● Work required
Return each record exactly as it appears, so that nothing is dropped or altered.

[Collected data entries]
········

PR #191, opened 2021-02-18
nodes: invalidate the node branches on live change

mbouron-gpsw:


libnodegl/node_uniform.c
```diff
@@ -129,8 +128,6 @@ static const struct node_param uniformmat4_params[] = {
 
 static int uniform_update(struct ngl_node *node, double t)
 {
-    struct variable_priv *s = node->priv_data;
-    s->live_changed = 0;
     return 0;
 }
```
cboesch-gpsw, line 125: I believe you can `#define uniform_update NULL` here

libnodegl/node_uniform.c
```diff
@@ -61,20 +52,22 @@ DECLARE_UPDATE_FUNC(mat4,  s->opt.mat)
...
 static int uniformfloat_update_func(struct ngl_node *node)
 {
-    int ret = set_live_changed(node);
-    if (ret < 0)
-        return ret;
     struct variable_priv *s = node->priv_data;
+    if (s->dynamic) {
+        LOG(ERROR, "updating data on a dynamic uniform is unsupported");
+        return NGL_ERROR_INVALID_USAGE;
+    }
```
cboesch-gpsw, line 59: Not a huge fan of inlining N times the same error message; how about renaming the function instead to `check_not_dynamic()` or something?

tests/live.py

········

● Reply
PR #191, opened 2021-02-18
nodes: invalidate the node branches on live change

mbouron-gpsw:


libnodegl/node_uniform.c
```diff
@@ -129,8 +128,6 @@ static const struct node_param uniformmat4_params[] = {
 
 static int uniform_update(struct ngl_node *node, double t)
 {
-    struct variable_priv *s = node->priv_data;
-    s->live_changed = 0;
     return 0;
 }
```
cboesch-gpsw, line 125: I believe you can `#define uniform_update NULL` here

libnodegl/node_uniform.c
```diff
@@ -61,20 +52,22 @@ DECLARE_UPDATE_FUNC(mat4,  s->opt.mat)
...
 static int uniformfloat_update_func(struct ngl_node *node)
 {
-    int ret = set_live_changed(node);
-    if (ret < 0)
-        return ret;
     struct variable_priv *s = node->priv_data;
+    if (s->dynamic) {
+        LOG(ERROR, "updating data on a dynamic uniform is unsupported");
+        return NGL_ERROR_INVALID_USAGE;
+    }
```
cboesch-gpsw, line 59: Not a huge fan of inlining N times the same error message; how about renaming the function instead to `check_not_dynamic()` or something?

tests/live.py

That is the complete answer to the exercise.